Fundamental diagram constrained dynamic optimal transport via proximal splitting methods

TL;DR

This paper introduces a dynamic optimal transport framework constrained by traffic flow principles, enabling modeling of congestion effects and flow saturation in large-scale traffic and flow problems.

Contribution

It develops a convex dynamic optimal transport model incorporating fundamental diagram constraints and proposes proximal splitting algorithms for efficient solution.

Findings

Captures congestion effects through density-dependent flux constraints.

Demonstrates rerouting and congestion-aware spreading in numerical experiments.
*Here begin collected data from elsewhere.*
PR #2249, opened 2019-10-11
The Open Enclave Shared Memory Model

mikbras:
This document proposes a shared memory model for sharing untrusted memory with enclaves. The goal is build applications once that will run on both SGX and TrustZone (and other future platforms).

### DIFF
--- a/docs/DesignDocs/shared_memory.md
+++ b/docs/DesignDocs/shared_memory.md
@@ -18,7 +18,7 @@ is shared).
 This problem is partly addressed by the PR entitled [Enforcing full
 serialization in EDL](https://github.com/openenclave/openenclave/pull/2176),
 which proposes extending **edger8r** to print warnings for EDL specifications
-with parameters cannot be fully serialized. These specifications produce
+with parameters that cannot be fully serialized. Such specifications produce
 applications that implicitly share untrusted memory with the enclave. Aside
 from introducing potential security flaws, these applications are not portable
 to TrustZone and any future platforms that employ a similar model. By forcing
@@ -176,7 +176,7 @@ parameter.
 Assumptions:
 
 - All shared memory is read-write (non-executable). No mechanism is provided
-  for allocating read-only memory ore executable memory.
+  for allocating read-only memory or executable memory.
 
 - Shared TrustZone memory is visible at the same address on both the host and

Provides a scalable variational framework linking optimal transport and traffic flow theory.

Abstract

Optimal transport has recently been brought forward as a tool for modeling and efficiently solving a variety of flow problems, such as origin-destination problems and multi-commodity flow problems. Although the framework has shown to be effective for many large scale flow problems, the formulations typically lack dynamic properties used in common traffic models, such as the Lighthill-Whitham-Richards model. In this work, we propose an optimal transport framework that includes dynamic constraints specified by the fundamental diagram for modeling macroscopic traffic flow. The problem is cast as a convex variant of dynamic optimal transport, with additional nonlinear temporal-spatial inequality constraints of momentum, modeled after the fundamental diagram from traffic theory. This constraint imposes a density-dependent upper bound on the admissible flux, capturing flow saturation and congestion effects, and thus leaves space for kinetic optimization. The formulation follows the Benamou-Brenier transportation rationale, whereby kinetic energy over density and momentum fields is optimized subject to the mass conservation law. We develop proximal splitting methods, namely the Douglas-Rachford and Chambolle-Pock algorithms, which exploit the separable structure of the constraint set and require only simple proximal operations, and can accommodate additional (time-varying) spatial restrictions or obstacles. Numerical experiments illustrate the impact of the constraint on transport behavior, including congestion-aware spreading, rerouting, and convergence. The framework establishes a connection between optimal transport and macroscopic traffic flow theory and provides a scalable, variational tool for modeling congestion-constricted (or saturation-aware) Wasserstein gradient flow.